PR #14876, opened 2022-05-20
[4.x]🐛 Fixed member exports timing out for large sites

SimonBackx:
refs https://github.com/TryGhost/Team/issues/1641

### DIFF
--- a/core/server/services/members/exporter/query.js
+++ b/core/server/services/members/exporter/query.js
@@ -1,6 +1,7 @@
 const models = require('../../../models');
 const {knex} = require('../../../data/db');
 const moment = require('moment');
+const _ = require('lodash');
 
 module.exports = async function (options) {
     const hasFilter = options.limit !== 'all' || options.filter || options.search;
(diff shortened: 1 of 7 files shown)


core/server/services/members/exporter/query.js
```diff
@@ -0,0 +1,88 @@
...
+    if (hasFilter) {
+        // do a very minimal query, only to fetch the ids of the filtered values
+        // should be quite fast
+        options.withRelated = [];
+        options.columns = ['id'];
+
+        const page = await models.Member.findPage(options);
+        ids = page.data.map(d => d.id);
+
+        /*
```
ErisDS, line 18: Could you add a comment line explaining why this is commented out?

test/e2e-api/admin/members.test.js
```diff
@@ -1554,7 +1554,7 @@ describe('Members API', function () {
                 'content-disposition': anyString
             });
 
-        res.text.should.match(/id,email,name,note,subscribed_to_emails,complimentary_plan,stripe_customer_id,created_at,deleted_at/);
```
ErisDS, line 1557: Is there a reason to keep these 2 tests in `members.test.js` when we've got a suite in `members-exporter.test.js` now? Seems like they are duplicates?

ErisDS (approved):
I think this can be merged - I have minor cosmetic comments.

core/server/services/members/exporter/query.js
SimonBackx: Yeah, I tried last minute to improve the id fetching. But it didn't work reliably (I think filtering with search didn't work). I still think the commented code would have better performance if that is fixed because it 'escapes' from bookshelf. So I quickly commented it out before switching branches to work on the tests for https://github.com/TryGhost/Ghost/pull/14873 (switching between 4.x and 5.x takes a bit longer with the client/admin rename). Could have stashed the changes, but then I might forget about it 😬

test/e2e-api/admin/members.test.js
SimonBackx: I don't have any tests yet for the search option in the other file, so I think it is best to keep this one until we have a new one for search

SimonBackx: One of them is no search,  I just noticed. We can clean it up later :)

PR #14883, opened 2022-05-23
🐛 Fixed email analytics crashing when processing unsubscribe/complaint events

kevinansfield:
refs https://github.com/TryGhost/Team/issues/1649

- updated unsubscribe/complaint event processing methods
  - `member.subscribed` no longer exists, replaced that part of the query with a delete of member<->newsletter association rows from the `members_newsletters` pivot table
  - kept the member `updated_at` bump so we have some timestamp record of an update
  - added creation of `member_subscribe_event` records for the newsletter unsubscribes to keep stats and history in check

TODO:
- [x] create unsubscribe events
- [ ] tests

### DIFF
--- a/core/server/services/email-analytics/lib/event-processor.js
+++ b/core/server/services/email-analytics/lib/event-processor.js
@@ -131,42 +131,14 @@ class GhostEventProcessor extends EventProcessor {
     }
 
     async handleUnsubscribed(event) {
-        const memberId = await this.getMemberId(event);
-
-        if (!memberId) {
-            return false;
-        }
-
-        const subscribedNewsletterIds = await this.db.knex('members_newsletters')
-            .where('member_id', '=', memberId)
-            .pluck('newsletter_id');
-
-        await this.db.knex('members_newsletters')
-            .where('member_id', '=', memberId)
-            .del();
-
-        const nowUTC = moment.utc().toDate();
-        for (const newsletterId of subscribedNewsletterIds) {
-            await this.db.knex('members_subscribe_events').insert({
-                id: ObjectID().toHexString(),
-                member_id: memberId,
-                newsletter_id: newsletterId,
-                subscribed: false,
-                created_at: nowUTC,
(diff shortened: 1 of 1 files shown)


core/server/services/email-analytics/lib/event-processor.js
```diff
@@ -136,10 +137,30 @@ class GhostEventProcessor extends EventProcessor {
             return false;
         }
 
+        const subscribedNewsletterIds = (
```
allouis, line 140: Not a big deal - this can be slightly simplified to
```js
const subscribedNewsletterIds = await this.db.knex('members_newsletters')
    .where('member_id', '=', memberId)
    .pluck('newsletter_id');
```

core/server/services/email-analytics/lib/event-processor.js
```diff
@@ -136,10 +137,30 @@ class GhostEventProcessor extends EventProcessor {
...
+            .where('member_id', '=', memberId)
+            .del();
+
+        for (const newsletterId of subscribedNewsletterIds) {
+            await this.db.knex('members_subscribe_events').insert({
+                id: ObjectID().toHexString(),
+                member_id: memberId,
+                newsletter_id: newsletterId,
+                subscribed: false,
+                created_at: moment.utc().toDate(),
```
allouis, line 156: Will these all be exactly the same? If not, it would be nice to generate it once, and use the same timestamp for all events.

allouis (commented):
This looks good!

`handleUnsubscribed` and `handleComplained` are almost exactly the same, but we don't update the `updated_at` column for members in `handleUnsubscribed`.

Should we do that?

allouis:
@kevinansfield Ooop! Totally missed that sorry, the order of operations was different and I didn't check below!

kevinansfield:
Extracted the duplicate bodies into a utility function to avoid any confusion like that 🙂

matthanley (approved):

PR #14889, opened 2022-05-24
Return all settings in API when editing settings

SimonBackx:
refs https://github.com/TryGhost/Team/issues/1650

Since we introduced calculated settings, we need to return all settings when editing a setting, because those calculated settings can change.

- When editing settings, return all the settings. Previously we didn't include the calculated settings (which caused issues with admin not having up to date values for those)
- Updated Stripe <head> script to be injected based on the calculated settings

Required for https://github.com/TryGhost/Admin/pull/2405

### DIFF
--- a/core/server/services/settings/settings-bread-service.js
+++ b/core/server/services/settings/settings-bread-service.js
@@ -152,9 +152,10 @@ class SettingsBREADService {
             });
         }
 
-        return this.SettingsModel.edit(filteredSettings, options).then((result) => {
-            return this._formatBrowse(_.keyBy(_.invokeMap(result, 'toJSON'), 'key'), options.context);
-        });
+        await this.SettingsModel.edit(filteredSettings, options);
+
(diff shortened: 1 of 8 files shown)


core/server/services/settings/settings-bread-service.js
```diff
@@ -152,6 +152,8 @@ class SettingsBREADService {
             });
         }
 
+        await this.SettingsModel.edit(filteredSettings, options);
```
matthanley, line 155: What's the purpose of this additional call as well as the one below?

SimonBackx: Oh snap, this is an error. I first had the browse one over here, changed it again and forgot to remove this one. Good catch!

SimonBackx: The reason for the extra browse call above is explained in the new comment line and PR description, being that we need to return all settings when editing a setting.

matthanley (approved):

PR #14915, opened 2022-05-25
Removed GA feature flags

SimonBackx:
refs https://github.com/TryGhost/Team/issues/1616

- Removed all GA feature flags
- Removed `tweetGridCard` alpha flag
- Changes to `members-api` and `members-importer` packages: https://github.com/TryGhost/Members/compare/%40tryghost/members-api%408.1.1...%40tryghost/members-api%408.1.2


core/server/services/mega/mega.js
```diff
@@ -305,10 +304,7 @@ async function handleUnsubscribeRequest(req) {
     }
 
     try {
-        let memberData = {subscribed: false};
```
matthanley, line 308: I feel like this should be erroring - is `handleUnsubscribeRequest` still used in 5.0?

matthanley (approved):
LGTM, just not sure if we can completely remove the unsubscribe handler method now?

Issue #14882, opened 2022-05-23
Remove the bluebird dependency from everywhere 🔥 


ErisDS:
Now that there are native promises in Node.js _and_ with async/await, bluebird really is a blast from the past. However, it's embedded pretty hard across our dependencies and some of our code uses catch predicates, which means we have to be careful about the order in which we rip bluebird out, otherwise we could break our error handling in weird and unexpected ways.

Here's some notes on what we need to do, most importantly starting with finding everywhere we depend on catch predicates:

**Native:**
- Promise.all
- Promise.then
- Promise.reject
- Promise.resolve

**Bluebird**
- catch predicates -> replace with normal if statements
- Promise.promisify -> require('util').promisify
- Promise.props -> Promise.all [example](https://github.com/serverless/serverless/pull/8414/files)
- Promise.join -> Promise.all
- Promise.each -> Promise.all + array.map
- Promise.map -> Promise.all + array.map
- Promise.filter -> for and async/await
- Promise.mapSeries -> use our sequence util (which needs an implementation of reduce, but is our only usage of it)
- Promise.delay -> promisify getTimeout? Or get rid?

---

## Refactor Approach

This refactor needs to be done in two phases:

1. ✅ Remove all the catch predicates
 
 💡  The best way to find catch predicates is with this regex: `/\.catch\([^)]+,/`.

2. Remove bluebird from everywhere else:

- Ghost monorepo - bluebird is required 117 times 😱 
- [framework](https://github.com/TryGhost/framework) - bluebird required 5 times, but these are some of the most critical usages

+ + + + + + +

## What you are asked to do
The required output is the set of lines from the first line of the data through the line that contains "(diff shortened: 1 of 7 files shown)", transcribed exactly.

## Expected answer
PR #14876, opened 2022-05-20
[4.x]🐛 Fixed member exports timing out for large sites

SimonBackx:
refs https://github.com/TryGhost/Team/issues/1641

### DIFF
--- a/core/server/services/members/exporter/query.js
+++ b/core/server/services/members/exporter/query.js
@@ -1,6 +1,7 @@
 const models = require('../../../models');
 const {knex} = require('../../../data/db');
 const moment = require('moment');
+const _ = require('lodash');
 
 module.exports = async function (options) {
     const hasFilter = options.limit !== 'all' || options.filter || options.search;
(diff shortened: 1 of 7 files shown)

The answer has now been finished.